You must have either an L4 or L7 load balancer, to provide a point of ingress from the Kubernetes cluster to our Nginx servers.

Termination of TLS can happen either at an L7 load balancer or inside the cluster at Nginx.

Firewall

Ensure that there’s connectivity between the following services:

  • Kubernetes cluster and load balancer

  • Kubernetes cluster and database

  • Kubernetes cluster and container registry

  • Virtual machine or Kubernetes worker and the Kubernetes cluster’s API server

Deployment machine requirements

You must have a machine to serve as a jump box or passthrough, from which deployments can be done. This machine connects to the Kubernetes cluster and to Deployment Manager, to perform operations as required for deployment. The requirements for this machine are:

  • kubectl binary with kubeconfig of the target cluster.

    • Necessary permissions to apply configurations to the instabase namespace.
  • Zip utility for decompressing the installation package you receive from Instabase.

  • Web browser, preferably Chrome or Firefox, for deployment with Deployment Manager.

  • (Optional) Postman or other tooling for making API calls.
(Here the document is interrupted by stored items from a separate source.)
PR #177, opened 2016-07-25
Fix error handling in  Router.Walk

mhamrle:
In old version error was not returned properly, In one walkFn call
error was checked only for SkipRouter but not for nil.


kisielk:
I think the original assumption was that WalkFuncs would only ever return SkipRouter, but I guess it makes sense that they could also return other error values that cause an abort.

kisielk:
@elithrar any problem with merging this?

elithrar:
LGTM!

PR #230, opened 2017-02-19
Add support for queries in URL reversing.

pamburus:
This patch allows generating an URL for a route with query parameters.

Here is an example:
```
func main() {
    router := mux.NewRouter()
    router.Path("/items/{item}").Queries("version", "{version}").Name("item")
    u, _ := router.GetRoute("item").URL("item", "123", "version", "5")
    fmt.Println(u.String())
}
```
Output:
`/items/123?version=5`

### DIFF
--- a/mux_test.go
+++ b/mux_test.go
@@ -35,6 +35,7 @@ type routeTest struct {
 	path           string            // the expected path of the match
 	pathTemplate   string            // the expected path template to match
 	hostTemplate   string            // the expected host template to match
+	query          string            // the expected query string to match
 	shouldMatch    bool              // whether the request is expected to match the route at all
 	shouldRedirect bool              // whether the request should result in a redirect
 }
@@ -684,6 +685,7 @@ func TestQueries(t *testing.T) {
 			vars:        map[string]string{},
 			host:        "",
 			path:        "",
+			query:       "foo=bar&baz=ding",
 			shouldMatch: true,
 		},
 		{
@@ -693,6 +695,7 @@ func TestQueries(t *testing.T) {
 			vars:         map[string]string{},
 			host:         "",
 			path:         "",
+			query:        "foo=bar&baz=ding",
 			pathTemplate: `/api`,
 			hostTemplate: `www.example.com`,
 			shouldMatch:  true,
@@ -704,6 +707,7 @@ func TestQueries(t *testing.T) {
 			vars:         map[string]string{},
 			host:         "",
 			path:         "",
+			query:        "foo=bar&baz=ding",
 			pathTemplate: `/api`,
 			hostTemplate: `www.example.com`,
 			shouldMatch:  true,
@@ -724,6 +728,7 @@ func TestQueries(t *testing.T) {
 			vars:        map[string]string{"v1": "bar"},
 			host:        "",
 			path:        "",
+			query:       "foo=bar",
 			shouldMatch: true,
 		},
 		{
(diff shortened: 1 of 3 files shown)


elithrar:
Can you please explain the need behind this? An example will help.

pamburus:
Your mux package has very powerful and flexible abilities of HTTP routing.
One of them is routing by queries with ability to specify some predefined query values or use pattern-matching exactly the same way as you can do that in path routing.
But using routing by queries, it is impossible to make an URL for a some resource under that route by calling route.URL() with key/value pairs for the route variables because the resulting URL does not contain query parameters and when client uses that URL it does not return back to the same route.
Ideally, reverse routing (building URL by route) should include all parameters used from URL for routing.

If my explanation is still unclear, I can make an example.

pamburus:
I don't know how to upload go source code here, so I created an example here:
https://gist.github.com/pamburus/32d120eecacc8bc73dc77ae9174f8faa

There are two routes registered for "/items/{item}" and "/items/{item}?version={version}"
First one addresses some "item" resource without specifying specific version for the item, just referring an item with specific ID implying default version (i.e. latest).
Second one addresses some "item" resource with specific version which is specified by query parameter.

When you use first route, there are no any issues, just check:
GET http://localhost:8080/items/1
> Item: "1"
> Version: ""
> Reversed URL: "/items/1"

But when you use second route, reversed route URL does not include version, so referring to the same item without version, which is another resource, check it:
http://localhost:8080/items/1?version=20
> Item: "1"
> Version: "20"
> Reversed URL: "/items/1"

With my patch, you get the following response:
> Item: "1"
> Version: "20"
> Reversed URL: "/items/1?version=20"

Really, making an URL to the same resource which is being served by the handler (like in the example above), is not very useful. I used that just for simplicity. In real project it is often needed to refer to another resource by some set of parameters identifying the resource. 
Imagine that we have some other resource which may want to refer either to an item with some ID and default version (using first route), or to an item with specific version (using second route) and send a link to that resource in a response. It is very common for REST APIs.

elithrar:
In short: you want this feature so that you can use call `GetRoute` and have it include the query string?

It's important to provide a summary of the PR, rather than just submitting a PR. Adding more features adds complexity to the API, and we need to manage that.

(this will also need tests if we agree it is useful, before merging)

pamburus:
> In short: you want this feature so that you can use call GetRoute and have it include the query string?
Yes, more precisely, `GetRoute(name).URL(pairs...)`
> It's important to provide a summary of the PR, rather than just submitting a PR
Ok, do you have an example of such summary, or just tell what it should include.
> (this will also need tests if we agree it is useful, before merging)
I tried to find out the place where tests should be added for this feature, but there are no tests for reverse routing at all, even for paths.

kisielk:
Any PR should include a description of what the change does, and why it's necessary. If there is no description it makes it difficult to determine if we should merge the patch or not. If it's a feature addition, an example of a use case is really helpful.

Reverse routing is tested here, and this is applied to all tests which call `testRoute`:
https://github.com/gorilla/mux/blob/master/mux_test.go#L1458

It would probably be necessary to extend it to also include queries.

pamburus:
> Reverse routing is tested here, and this is applied to all tests which call testRoute:
> https://github.com/gorilla/mux/blob/master/mux_test.go#L1458

Thank you. I did not notice that. I've added description to the PR and implementing tests now. Soon I'll update the PR with the tests.

pamburus:
Tests for queries modified to test reverse routing also. Please check them.

ChrisHines:
I would like to see this functionality get merged. What work remains to be done?

elithrar:
Needs a full review (code, tests, docs, examples). You are welcome to give
it a review; I will try to make time tomorrow (Monday, PST).

As the API grows I'm enforcing more docs + examples so that godoc isn't the
only reference ;)

kisielk:
This was implemented in #270

PR #240, opened 2017-03-07
Any changes to context, etc will be preserved in the original Request

kotodharma:
Any changes to context, etc will be preserved in the original http.Request object that is passed in to ServeHTTP, for reference in later middleware processing. Without this, a new Request is spun off within the current handler, and changes made to it are lost when the scope ends.

### DIFF
--- a/mux.go
+++ b/mux.go
@@ -102,8 +102,9 @@ func (r *Router) ServeHTTP(w http.ResponseWriter, req *http.Request) {
 	var handler http.Handler
 	if r.Match(req, &match) {
 		handler = match.Handler
-		req = setVars(req, match.Vars)
-		req = setCurrentRoute(req, match.Route)
+		req1 := setVars(req, match.Vars)
+		req2 := setCurrentRoute(req1, match.Route)
+		*req = *req2
 	}
 	if handler == nil {
 		handler = http.NotFoundHandler()


elithrar:
Can you explain this further? unless you are concurrently modifying a request, the current approach - which saves the shallow copy - should not break applications.

olivoil:
@elithrar There's an issue at adams-sarah/test2doc#9 that this PR seems to solve

kmikiy:
Without this PR I wouldn't be able to write a middleware that runs **after** Gorilla mux handling and also use e.g. mux.Vars(r)

```go
func Middleware(next http.Handler) http.Handler {
                //...
		next.ServeHTTP(w, r)

               vars := mux.Vars(r)
               log.Printf("vars: %#+v\n", vars)
               // Will always print out map[string]string{nil}

               // but with the PR it will print out what I would expect. 
               // e.g map[string]string{"user":"201"}

               // ...
	})
}
```

PS, maybe my approach is wrong though.

kisielk:
Is this still needed now that mux has Middleware support?

elithrar:
This is now possible as of [v1.6.1](https://github.com/gorilla/mux/releases/tag/v1.6.1) as middleware is invoked after mux has performed a match, which means that route variables are available within a middleware handler.

e.g.

```go
func Logger(next http.Handler) http.Handler {
	fn := func(w http.ResponseWriter, r *http.Request) {
		vars := mux.Vars(r)
		log.Printf("url=%s method=%s vars=%s", r.URL, r.Method, vars)
		next.ServeHTTP(w, r)
	}

	return http.HandlerFunc(fn)
}
```
Output:

```sh
~ curl localhost:8080/matt
2018/01/16 14:24:48 url=/matt method=GET vars=map[name:matt]
```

Observability requirements

All self-hosted Instabase deployments are equipped with observability tools that measure and provide visibility into the internal state of the deployment’s infrastructure and applications. There are observability-specific system, storage, and access requirements to support statistics collection, federated cluster statistics collection, and log aggregation. See the observability documentation for details.